Compared with the old version of the method that relies on "full JSON parsing", the new parser solves multiple pain points:

  • Timely capture tool calls: There is no need to wait for all text to be generated before parsing, so as to improve the response speed.
  • Compatible with model output without prefixes and partial prefixes: The model can be correctly recognized even if it does not strictly follow the tool call format.
  • Accurately eliminates redundant calls: Avoid duplicate triggers caused by the model retelling previous call information.

This design makes the tool call process more robust, and developers do not need to worry about parsing failures caused by irregular formats.


6. Innovative Model Context Protocol

In order to maximize the use of model capabilities, Ollama has launched the "Model Context Protocol" (MCP), which supports ultra-long context windows (such as 32k tokens and above), significantly improving tool call accuracy and context understanding depth. Although the longer context will bring higher memory overhead, it does help the model make more reasonable and accurate tool call decisions. Developers can customize the num_ctx field to flexibly adjust the request parameters.


7. Practical techniques and best practice suggestions

  1. 1. Prefers models that support tool calls
    The new version is compatible with multiple mainstream models, and the model that can grant tool calls is preferred to give full play to the advantages of the new version.
  2. 2. Configure long contexts to improve the effect
    Set the maximum context length according to application requirements to ensure that the model can obtain more complete information and optimize the results.
  3. 3. Function and tool design need to be clear and standardized
    To avoid call ambiguity, the function definition and parameter description of the tool must be detailed and comply with the model identification standards.
  4. 4. Use streaming capabilities to optimize front-end interaction
    Combining WebSocket, event streaming, and other technologies to create a real-time chat interface to realize incremental content display and synchronous feedback of tool calls.
  5. 5. Follow the log debugging information
    The new version of disk log contains better memory estimation, which helps diagnose model resource usage and improve tuning efficiency.

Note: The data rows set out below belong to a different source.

PR #8798, opened 2025-12-11
Add concurrency test for async Versioning operations

ShahabT:
## What changed?
Add concurrency test and refine some rough edges.

## Why?
testing is good!

## How did you test it?
- [ ] built
- [ ] added new unit test(s)

## Potential risks
None

### DIFF
--- a/tests/worker_deployment_test.go
+++ b/tests/worker_deployment_test.go
@@ -2122,6 +2122,8 @@ func (s *WorkerDeploymentSuite) TestSetRampingVersion_Concurrent_SameVersion_NoU
 // ex: "history_events: premature end of stream, expectedLastEventID=13 but no more events after eventID=11"
 // (error does not seems to be related to versioning)
 func (s *WorkerDeploymentSuite) TestConcurrentPollers_ManyTaskQueues_RapidRoutingUpdates_RevisionConsistency() {
+	s.T().Skip("Skipping until we can figure out why this test is flaky in sqlite")
+
 	// This test should work for InitialVersion, but it takes much longer (4m vs 1m15s vs 55s, in order, for 50 TQs).
 	// Also skipping for AsyncSetCurrentAndRampingVersion, to reduce flake chance.
 	s.skipBeforeVersion(workerdeployment.VersionDataRevisionNumber)


service/worker/workerdeployment/version_workflow.go
```diff
@@ -204,17 +204,21 @@ func (d *VersionWorkflowRunner) run(ctx workflow.Context) error {
...
 
-	// First ensure deployment workflow is running
-	if !d.VersionState.StartedDeploymentWorkflow {
-		activityCtx := workflow.WithActivityOptions(ctx, defaultActivityOptions)
-		err := workflow.ExecuteActivity(activityCtx, d.a.StartWorkerDeploymentWorkflow, &deploymentspb.StartWorkerDeploymentRequest{
-			DeploymentName: d.VersionState.Version.DeploymentName,
-			RequestId:      d.newUUID(ctx),
-		}).Get(ctx, nil)
-		if err != nil {
-			return err
```
Shivs11, line 215: I wonder: Could there ever be a case where a deployment workflow CAN's while the version workflow is processing an update?

In theory, this could happen. Imagine this scenario:

1. User sends in a setCurrent update.
2. Deployment workflow commences an async operation of the sync propagation to the task queues by calling the version workflow.
3. Version workflow, when it comes here, sends a signal.
4. The deployment workflow CAN's since according to itself, the state has changed.


I am not fully familiar about the signal "sending" semantics when a workflow is CAN'ing, but this could be important to consider so pasting this here.

service/worker/workerdeployment/version_workflow.go
```diff
@@ -324,11 +340,18 @@ func (d *VersionWorkflowRunner) handleDeleteVersion(ctx workflow.Context, args *
...
+		// already deleted, returning success so it is idempotent
+		return nil
+	}
+
+	if !d.hasMinVersion(VersionDataRevisionNumber) {
+		// wait until deployment workflow started
+		err = workflow.Await(ctx, func() bool { return d.VersionState.StartedDeploymentWorkflow })
+		if err != nil {
+			d.logger.Error("Update canceled before worker deployment workflow started")
+			return serviceerror.NewDeadlineExceeded("Update canceled before worker deployment workflow started")
```
Shivs11, line 360: nit: Can improve error message by saying something like:

> Update canceled since the corresponding worker deployment workflow for this version did not start.

service/worker/workerdeployment/workflow.go
```diff
@@ -47,9 +47,9 @@ type (
 		stateChanged  bool
 		signalHandler *SignalHandler
 		forceCAN      bool
-		// workflowVersion is set at workflow start based on the dynamic config of the worker
-		// that completes the first task. It remains constant for the lifetime of the run and
-		// only updates when the workflow performs continue-as-new.
+		// Tracks the version of the deployment workflow when a particular run of a workflow starts base on the dynamic config of the
```
Shivs11: >  run of a workflow starts based on the dynamic config of the
worker that completes the first task of the workflow. `workflowVersion` remains the same until the workflow CaNs, after which it will get another chance to pick the latest manager version.

service/worker/workerdeployment/workflow.go
```diff
@@ -746,9 +776,10 @@ func (d *WorkflowRunner) setRamp(
 				)
 			}
 		}
-
-		// Erase summary drainage status immediately, so it is not draining/drained.
-		d.setDrainageStatus(newRampingVersion, enumspb.VERSION_DRAINAGE_STATUS_UNSPECIFIED, routingUpdateTime)
+		if !asyncMode {
+			// Erase summary drainage status immediately, so it is not draining/drained.
+			d.setDrainageStatus(newRampingVersion, enumspb.VERSION_DRAINAGE_STATUS_UNSPECIFIED, routingUpdateTime)
+		}
```
Shivs11, line 787: slightly confused;  I think we did have this functionality of changing the version's drainage status almost instantly if we realize it's being promoted. Did we delete it by mistake?

tests/worker_deployment_test.go
```diff
@@ -38,12 +40,12 @@ type (
...
-	})
-	t.Run("async", func(t *testing.T) {
-		suite.Run(t, &WorkerDeploymentSuite{workflowVersion: workerdeployment.AsyncSetCurrentAndRamping})
-	})
+	//t.Run("sync", func(t *testing.T) {
+	//	suite.Run(t, &WorkerDeploymentSuite{workflowVersion: workerdeployment.InitialVersion})
+	//})
+	//t.Run("async", func(t *testing.T) {
+	//	suite.Run(t, &WorkerDeploymentSuite{workflowVersion: workerdeployment.AsyncSetCurrentAndRamping})
+	//})
```
Shivs11: reminder: remove the comments here

service/worker/workerdeployment/version_workflow.go
ShahabT: yes it's possible, but CaN is atomic which means there is no gap between closing the old execution and creating the new one. both pieces happen at the same time.

so the signal will go to the old or the new execution but it can't see "not found".

Even if that was not the case, this check does not protect against the mentioned scenario because the CaN can happen just after this check and before the signal.

service/worker/workerdeployment/workflow.go
ShahabT: this part was undone unintentionally, will revert to the old comment which was your suggestion.

service/worker/workerdeployment/workflow.go
ShahabT: No need for this because syncVersion takes care of updating summary already.

config/dynamicconfig/development-sql.yaml
```diff
@@ -31,14 +31,14 @@
...
-#matching.wv.VersionDrainageStatusRefreshInterval:
-# - value: 5s
+matching.deploymentWorkflowVersion:
+ - value: 2 # put the integer value of the workflow version you want to target (enum DeploymentWorkflowVersion)
+matching.PollerHistoryTTL:
+ - value: 1s
+matching.wv.VersionDrainageStatusVisibilityGracePeriod:
+ - value: 5s
+matching.wv.VersionDrainageStatusRefreshInterval:
+ - value: 5s
```
carlydf: do you want to leave these in by default?

carlydf: I guess maybe it's not worth re-running CI to remove -- I can revert it in a subsequent PR like my remove-verbose-logging PR...

service/worker/workerdeployment/activities.go
```diff
@@ -141,20 +147,42 @@ func (a *Activities) IsVersionMissingTaskQueues(ctx context.Context, args *deplo
 }
 
 func (a *Activities) DeleteWorkerDeploymentVersion(ctx context.Context, args *deploymentspb.DeleteVersionActivityArgs) error {
+	fmt.Printf("act Deleting version %s from deployment %s\n", args.Version, args.DeploymentName)
```
carlydf: ah this probably should not stay

service/worker/workerdeployment/client.go
```diff
@@ -1335,138 +1207,58 @@ func (d *ClientImpl) updateWithStartWorkerDeploymentVersion(
...
 				)
 			} else {
-				d.logger.Error("deployment client error",
-					tag.Error(*retErr),
-					tag.Operation(operation),
-					tag.NewDurationTag("elapsed", elapsed),
-					tag.NewAnyTag("args", args),
-				)
+				if isRetryableUpdateError(*retErr) || isRetryableQueryError(*retErr) {
+					d.logger.Debug("deployment client throttling due to retriable error",
```
carlydf: Nit: I just googled this, turns out "retriable" and "retryable" are both valid spellings, but apparently in tech contexts "retryable" is more common (see for example `isRetryableQueryError` and `isRetryableUpdateError` names).

Anyways, doesn't really matter except "retryable" might be what I search for in the logs first. Now I know to also look for "retriable" though :)

service/worker/workerdeployment/replaytester/testdata/v2/run_1765589504/expected_counts.txt
```diff
@@ -1,5 +1,5 @@
 # Expected workflow counts for replay testing
-# Generated by generate_history.sh on Tue Dec  9 15:28:20 PST 2025
+# Generated by generate_history.sh on Fri Dec 12 17:31:46 PST 2025
```
carlydf, line 2: is the idea that, because this was never released anywhere, breaking the wf changes that you made a few days ago is ok?

service/worker/workerdeployment/version_workflow.go
```diff
@@ -324,11 +342,19 @@ func (d *VersionWorkflowRunner) handleDeleteVersion(ctx workflow.Context, args *
...
+		return nil
+	}
+
+	if !d.hasMinVersion(VersionDataRevisionNumber) {
+		// wait until deployment workflow started
+		//nolint:staticcheck // SA1019
+		err = workflow.Await(ctx, func() bool { return d.VersionState.StartedDeploymentWorkflow })
+		if err != nil {
+			d.logger.Error("Update canceled before worker deployment workflow started")
+			return serviceerror.NewDeadlineExceeded("Update canceled before worker deployment workflow started")
```
carlydf, line 360: Ideally we should include the worker deployment name in this error, since we have access to it

service/worker/workerdeployment/version_workflow.go
```diff
@@ -458,6 +484,8 @@ func (d *VersionWorkflowRunner) doesVersionHaveActivePollers(ctx workflow.Contex
 }
 
 func (d *VersionWorkflowRunner) validateRegisterWorker(args *deploymentspb.RegisterWorkerInVersionArgs) error {
+	// Should not ensure not deleted, instead the version would revive if deleted.
+
 	if _, ok := d.VersionState.TaskQueueFamilies[args.TaskQueueName].GetTaskQueues()[int32(args.TaskQueueType)]; ok {
 		return temporal.NewApplicationError("task queue already exists in deployment version", errNoChangeType)
```
carlydf, line 495: should we include task queue name and version name here?

service/worker/workerdeployment/version_workflow.go
```diff
@@ -613,11 +658,13 @@ func (d *VersionWorkflowRunner) handleSyncState(ctx workflow.Context, args *depl
...
-	err = workflow.Await(ctx, func() bool { return d.VersionState.StartedDeploymentWorkflow })
-	if err != nil {
-		d.logger.Error("Update canceled before worker deployment workflow started")
-		return nil, serviceerror.NewDeadlineExceeded("Update canceled before worker deployment workflow started")
+	if !d.hasMinVersion(VersionDataRevisionNumber) {
+		// wait until deployment workflow started
+		err = workflow.Await(ctx, func() bool { return d.VersionState.StartedDeploymentWorkflow })
+		if err != nil {
+			d.logger.Error("Update canceled before worker deployment workflow started")
+			return nil, serviceerror.NewDeadlineExceeded("Update canceled before worker deployment workflow started")
```
carlydf, line 671: same here: recommend to include deployment name.

I wouldnt suggest it if there weren't other things to push like removing the print statement, but if another commit is needed anyway.. consider this

service/worker/workerdeployment/util.go
```diff
@@ -63,20 +76,22 @@ const (
...
+	ErrVersionHasPollers         = "version '%s' cannot be deleted since it has active pollers"
 	ErrVersionIsCurrentOrRamping = "version '%s' cannot be deleted since it is current or ramping"
 
 	ErrRampingVersionDoesNotHaveAllTaskQueues = "proposed ramping version '%s' is missing active task queues from the current version; these would become unversioned if it is set as the ramping version"
 	ErrCurrentVersionDoesNotHaveAllTaskQueues = "proposed current version '%s' is missing active task queues from the current version; these would become unversioned if it is set as the current version"
 	ErrManagerIdentityMismatch                = "ManagerIdentity '%s' is set and does not match user identity '%s'; to proceed, set your own identity as the ManagerIdentity, remove the ManagerIdentity, or wait for the other client to do so"
 	ErrWorkerDeploymentNotFound               = "no Worker Deployment found with name '%s'; does your Worker Deployment have pollers?"
 	ErrWorkerDeploymentVersionNotFound        = "build ID '%s' not found in Worker Deployment '%s'"
+	ErrTooManyRequests                        = "too many requests issued to the same Worker Deployment. Please try again later"
```
carlydf: if this is user facing, consider including Worker Dpeloyment name

service/worker/workerdeployment/client.go
Shivs11: @carlydf TIL, ty!!

> "retriable" and "retryable" are both valid spellings

service/worker/workerdeployment/replaytester/testdata/v2/run_1765589504/expected_counts.txt
ShahabT: yup I'm making incompatible changes to v2 and it's fine.

service/worker/workerdeployment/client.go
ShahabT: good to know. fixed

config/dynamicconfig/development-sql.yaml
ShahabT: commented them out

service/worker/workerdeployment/version_workflow.go
ShahabT: this path will not execute in v2

service/worker/workerdeployment/version_workflow.go
ShahabT: no, this is only used internally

8. Widely applicable scenarios and future prospects

With the v0.8.0 version, Ollama is not only used in basic chatbots, but also kicks off the implementation of multiple fields such as intelligent assistants, technical support, education tutoring, online consultation, and even complex automation process management. In the future, more tool integration, intelligent task coordinatio,n and stronger custom interaction functions are expected to be added, making the "human-machine + tool" collaboration smoother and more efficient.

In addition, with the continuous optimization of model training and context protocols, intelligent dialogue combined with streaming tool calls will become the core form of artificial intelligence applications in the new era, creating unprecedented value for enterprises and developers.


9. Summary

Ollama v0.8.0 achieves the perfect combination of "real-time streaming response + tool call" with the most cutting-edge technological changes, pushing intelligent dialogue into a new dimension of efficiency and experience. Both developers and end users will benefit from this and usher in an era of smarter, interactive, and richer chat applications.